Petitioner has also not established that her current residence with her parents at the out-of-district address is of a temporary or transitional nature.  The petition only contains conclusory statements by petitioner that her current residence is temporary.  To the contrary, the record shows that petitioner and her family have been living in her parents’ residence for two years (see Appeal of a Student with a Disability, 52 Ed Dept Rep, Decision No. 16,404).  While petitioner makes conclusory statements that the arrangement is temporary until she has “the financial resources to obtain housing [and] furnishing” and that she “intend[s] to move back to Oyster Bay this year,” there is no evidence of actual attempts to relocate to respondent’s school district.  The fact that petitioner asserts that her family intends to move back to the district at some point does not establish that her current residence is temporary or transitional within the meaning of Education Law §3209 (Appeal of a Student with a Disability, 52 Ed Dept Rep, Decision No. 16,404). In addition, there is no evidence that petitioner needs to vacate her current residence or that there is a time limit as to how long her family can reside there (Appeal of S.L., 56 Ed Dept Rep, Decision No. 17,104; Appeal of R.D., 56 id., Decision No. 16,945; Appeal of A.W., 53 id., Decision No. 16,559).

Accordingly, based on the record before me, I cannot find respondent’s determination that the student is not homeless to be arbitrary or capricious. 

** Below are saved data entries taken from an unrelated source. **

PR #35108, opened 2020-03-16
Fix TaskManager flaky test

troopa81:
## Description

Fix TaskManager subTaskPartialComplete2 flaky test since the work done in #34469

PR #35200, opened 2020-03-19
[Backport 3.12] Fix task manager race condition issues

troopa81:
## Description

Backport #34469 et #35108 in release-3.12


nyalldawson:
Can we hold off merging this till after this weeks round of releases please? It's moderate risk and would be better to merge early in a cycle

troopa81:
OK for postponing merge

PR #35207, opened 2020-03-19
Make a proper registry for scalebar renderers

nyalldawson:
This was all previously very ad hoc, with hardcoded string values everywhere and fragile reliance on translated strings.

Make it nice and formal with a proper registry, which makes it easier to add additional scalebar renderers in future (including via plugins)

Note that while adding the new pure virtual members to QgsScaleBarRenderer would break any existing subclasses, this **isn't** a stable API break because QgsScaleBarRenderer was never previously able to be subclassed in Python and actually used anywhere in QGIS.


src/core/scalebar/qgsscalebarrendererregistry.cpp
```diff
@@ -0,0 +1,105 @@
+/***************************************************************************
+    QgsScaleBarRendererRegistry.cpp
```
nirvn: This needs lower casing.

src/core/scalebar/qgsscalebarrendererregistry.h
```diff
@@ -0,0 +1,90 @@
...
+ ***************************************************************************
+ *                                                                         *
+ *   This program is free software; you can redistribute it and/or modify  *
+ *   it under the terms of the GNU General Public License as published by  *
+ *   the Free Software Foundation; either version 2 of the License, or     *
+ *   (at your option) any later version.                                   *
+ *                                                                         *
+ ***************************************************************************/
+
+#ifndef QgsScaleBarRendererRegistry_H
```
nirvn: This needs upper casing (and the header's .h file name above needs lower casing)

tests/src/python/test_qgsscalebarrendererregistry.py
```diff
@@ -0,0 +1,69 @@
+# -*- coding: utf-8 -*-
+"""QGIS Unit tests for QgsScaleBarRendererRegistry
+
+.. note:: This program is free software; you can redistribute it and/or modify
+it under the terms of the GNU General Public License as published by
+the Free Software Foundation; either version 2 of the License, or
+(at your option) any later version.
+"""
+__author__ = 'Nyall Dawson'
+__date__ = '6/01/2020'
```
nirvn: 20/03/2020?

nirvn (approved):
Code looks good, only some comments need changing.

PR #35208, opened 2020-03-19
Add @layers, @layer_ids project scope variables

nyalldawson:
which contain lists of map layers and map layers ids for all layers from the current project

This mimics the existing @map_layers, @map_layer_ids, but unlike the @map variants these return ALL project layers, not just those associated with the current context's map settings.

Sponsored by SLYR


nirvn (approved):

she-weeds:
Nyall, is it too late to request a @layer_names variable as well? For example, so that people using aggregate functions can test whether a standard layer name in their expression matches any of the layer names in the project (or is close to it, using fuzzy matching, etc...) and the expression remains valid even if layers are replaced (which results in different layer IDs)? I know this can be done using `array_foreach(@layers,layer_property(@element,'name'))`  but @layer_names would be so much cleaner.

Although the appeal must be dismissed for the reasons set forth above, I note that petitioner retains the right to reapply for admission to respondent’s schools on her child’s behalf at any time, should circumstances change, and to submit any documentary evidence for respondent’s consideration. 

THE APPEAL IS DISMISSED.

END OF FILE

 

[1] Petitioner does not assert that her younger child is homeless pursuant to McKinney-Vento.

 

[2] The petition indicates that petitioner and the student’s father are separated and that he lives outside of the district in Flushing, NY.

 

[3] According to petitioner, in January 2016, petitioner’s younger child transferred to the public school district zoned for the out-of-district residence. 

 

[4] Effective October 1, 2016, §11432(g)(3)(E)(i) of the McKinney-Vento Homeless Assistance Act, as amended by the Every Student Succeeds Act, now requires that if a dispute arises surrounding a child’s eligibility, school selection or enrollment, such student shall be immediately enrolled pending final resolution of the dispute, including all available appeals (42 U.S.C. §11432[g][3][E][i]).  Therefore, no application for a stay in this appeal was necessary.

 

[5] Effective December 10, 2016, children or youth awaiting foster care placement are no longer included in the definition of “homeless children and youths” under the McKinney-Vento Homeless Assistance Act, as amended by the Every Student Succeeds Act (42 U.S.C. §11434a).  Effective April 20, 2017, children or youth awaiting foster care placement are no longer included in the definition of “homeless child” in Education Law §3209(1)(a), as amended by Part C of Chapter 56 of the Laws of 2017.  However, those changes are not relevant to a determination in this appeal.